Someone, and I’m not naming names, picked up a supply of paper products made by people determined to upset the paper product paradigm.

What’s with this wavy perforation pattern?

It apparently started last year and has just now found its way to us. It is an attempt to solve the top problem consumers have … the incomplete tear.

We’ve really stumbled upon a moment in human society here.

If you thought I would go back to Descartes, well, you were right. But he takes us a different way.

I did say that there was some difficulty in expelling from our belief everything we have previously accepted. One reason for this is that before we can decide to doubt, we need some reason for doubting; and that is why in my First Meditation I put forward the principal reasons for doubt. (Replies 5, appendix, AT 9a:204, CSM 2:270)

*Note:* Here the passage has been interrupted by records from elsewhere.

PR #1070, opened 2021-05-05
Send only "major.minor" Swift version build triggers

### LINKED ISSUE #1062: Trigger builds without Swift patch version
We're currently triggering builds with Swift version parameters like "5.3.0", which is overly specific. Our builder actually supports simply "5.3" as input and being specific can make builds fail if the versions don't match the exact definition of what what "5.3" means between trigger (server) and builder.

This [was a problem](https://github.com/SwiftPackageIndex/SwiftPackageIndex-Server/pull/1057) when I changed 5.3.0 to 5.3.3 on the builder side before updating the server.

We should simply trigger major.minor only, dropping the patch number to decouple server and builder.

finestructure:
Fixes #1062 

I'll manually test this on staging before we deploy

### DIFF
--- a/Sources/App/Core/Gitlab.swift
+++ b/Sources/App/Core/Gitlab.swift
@@ -63,7 +63,7 @@ extension Gitlab.Builder {
                         "BUILDER_TOKEN": builderToken,
                         "CLONE_URL": cloneURL,
                         "REFERENCE": "\(reference)",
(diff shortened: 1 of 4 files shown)


daveverwer (approved):
I'll let you merge when tested.

finestructure:
Working as expected: https://gitlab.com/finestructure/swiftpackageindex-builder/-/jobs/1237518395

CleanShot 2021-05-05 at 11 46 08@2x

PR #1075, opened 2021-05-09
Disable 5.4 builds

finestructure:
Once we've deployed this to prod, we should bump the builders back up to concurrency 4 so we can catch up. It clearly wasn't the problem.

I'll add an issue to run tests with specific packages we see taking long to figure out if this is perhaps due to specific packages.


daveverwer (approved):

daveverwer:
I can bump the concurrency up once it's deployed

finestructure:
Great. I'll fix this snapshot and then deploy.

PR #1084, opened 2021-05-10
Image snapshots for Swift 5.4 builds had been forgotten

daveverwer:


finestructure:
We'll need to remember to revert this when re-enabling 5.4, or re-create them then.

finestructure (approved):

PR #1086, opened 2021-05-10
Replace Parcel with Rollup

daveverwer:
The Parcel situation had become untenable. We were locked on a nightly, and more recent nightlies were not compatible. Rollup seems like a better fit, and is definitely more stable.

Don't merge yet, I'm having an issue with running it in the docker images.


daveverwer:
The test deployment worked and this is now ready to go.

@finestructure I'd be interested to know if `make build-front-end` and `make serve-front-end` work for you on the M1 now that we are no longer using Parcel.

finestructure (approved):

finestructure:
> That should have been the case for the last version too, but as far as I was aware you were not able to run it? I thought you said that it crashed, or somehow didn't work.

No, it was a recent update (last week) to Docker for Mac to support emulation for Intel images.

PR #671, opened 2023-07-12
DOCS: Add autogenerated api docs to new ingame doc viewer

Snarling:
* Made a new combined .sh for generating api docs and performing the ingame generation afterwards. This sh file also moves the autogenerated api docs to the right location to be included in the ingame doc viewer.
* Added a link to the api docs from doc index, but see issues section below.
* Directory reorganization:
  * moved a lot of the Documentation stuff out of the ui folder, only the React file is still in there.
  * Renamed the src/Documentation/ui/doc folder to src/Documentation/markdown.
  * Existing root markdown folder for generating API docs has been moved to src/Documentation/markdown/netscriptDefinitions.

Issues noted so far:
* The autogenerated api docs utilize html tags inside the markdown, and these are not displayed properly. Need to look into either ways to prevent the api extractor from including html tags, or try and get the html to parse correctly. Some of these appear to be due to the html tags being used directly in NetscriptDefinition.d.ts, but others are autogenerated.
* The autogenerated API docs are very unintuitive to navigate.
* ~~The initial link to the the api docs works, but further links from there are not working, I think it is because the filepaths all start with `./`.~~ Fixed by using FilePath

~~Other issues noted not related to this PR (just forgot about this before merging other PR):~~
* ~~Tools and Resources page is missing~~ was just a bad link


Snarling:
Closing this PR. Eventually this will be implemented, but the doc generator needs to be customized (see https://api-extractor.com/pages/setup/custom_docs/) to produce output that is usable ingame. The current autogenerated API docs just don't work ingame.

PR #673, opened 2023-07-13
NETSCRIPT: Rebalance the cost of sing.getOwnedSourceFiles

d0sboots:
This function (rightly, imo) does not actually require SF4. However, since it currently has the SF4 cost multipliers applied to it, it is largely moot since using it without SF4 requires 80GB.

This changes the RAM cost to be a constant 5GB. Ideally this wouldn't live in the sing namespace at all (nothing that just returns information should), but for compatibility that's how it rolls.

### DIFF
--- a/src/Netscript/RamCostGenerator.ts
+++ b/src/Netscript/RamCostGenerator.ts
@@ -187,7 +187,7 @@ const singularity = {
   getCrimeChance: SF4Cost(RamCostConstants.SingularityFn3),
   getCrimeStats: SF4Cost(RamCostConstants.SingularityFn3),
   getOwnedAugmentations: SF4Cost(RamCostConstants.SingularityFn3),
-  getOwnedSourceFiles: SF4Cost(RamCostConstants.SingularityFn3),
+  getOwnedSourceFiles: RamCostConstants.SingularityFn3, // Intentionally not SF4Cost, since it doesn't require SF4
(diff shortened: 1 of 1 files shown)


Snarling:
Alternate solution:

1. Deprecate existing function
2. Add a new function that returns a data type that isn't gross (`{n: number, lvl: number}[]` is gross) and that isn't in the wrong namespace.

Something like getSourceFileLevel(n: number) that just returns the level as a number would make more sense I think. And with it having a much lower ram cost, people are actually incentivized to move away from the deprecated one.

paul-civitas:
Why can't this information just be rolled into getResetInfo ?

We're trying to push getResetInfo and it already has the spoiler information inside it, so why not put that here too.

Snarling:
> Why can't this information just be rolled into getResetInfo ?
> 
> We're trying to push getResetInfo and it already has the spoiler information inside it, so why not put that here too.

Not a bad idea, it's still data that only changes during resets that is fully cacheable, so I think it fits there just fine. In that case it should probably be returned as a Map (`new Map(Player.sourceFiles)` should work). Plain objects aren't great for a record keyed by number, since all the utility functions like Object.entries or Object.keys will convert the keys to string.

Snarling:
Effectively replaced by `ns.getResetInfo().ownedSF` which also is cheaper.

PR #676, opened 2023-07-19
ENUM: Added FactionName, Enum to NetscriptDefinitions

BladeRavinger:
Added a list of faction names to `ns.enums.FactionName`

very little is currently done with factions in scripts and this could lay some ground work to adding more to gang/factions. 

Reason: i had to dig around in source files to find lists of factions, what factions could have gangs, what type of gang each faction was, some of this information should be available ingame for players, id like to get us started down the road towards making this data available so one can get relevant information for automating faction and gang management in new ways


Snarling:
If this data is added to the api, it will most likely not be through the always-available ns.enums, but instead as a function only available through a lategame api

BladeRavinger:
i had thought of adding a function to ns.gang, that way its part of BN2 unlock, basically where it becomes relevant. but someone suggested to go ahead and add the Enum first

d0sboots:
> If this data is added to the api, it will most likely not be through the always-available ns.enums, but instead as a function only available through a lategame api

So, how would we square that with the current requirement that the entire enum needs to be declared in the .d file?

BladeRavinger:
> 

I suppose make what's useful available in a constants file just like in corporations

He makes it clear that we should not extend hyperbolic doubt to practical matters:

I made a very careful distinction between the conduct of life and the contemplation of the truth. As far as the conduct of life is concerned, I am very far from thinking that we should assent only to what is clearly perceived. … from time to time we will have to choose one of many alternatives about which we have no knowledge … (Replies 2, AT 7:149, CSM 2:106)

The man was a 17th century genius philosopher and mathematician. If you try to look up his thoughts on toilet paper … you’ll be disappointed. He also couldn’t handle criticism, and suggested some of his contemporaries work would be best left to the privy.

Less messy than the moss, one supposes.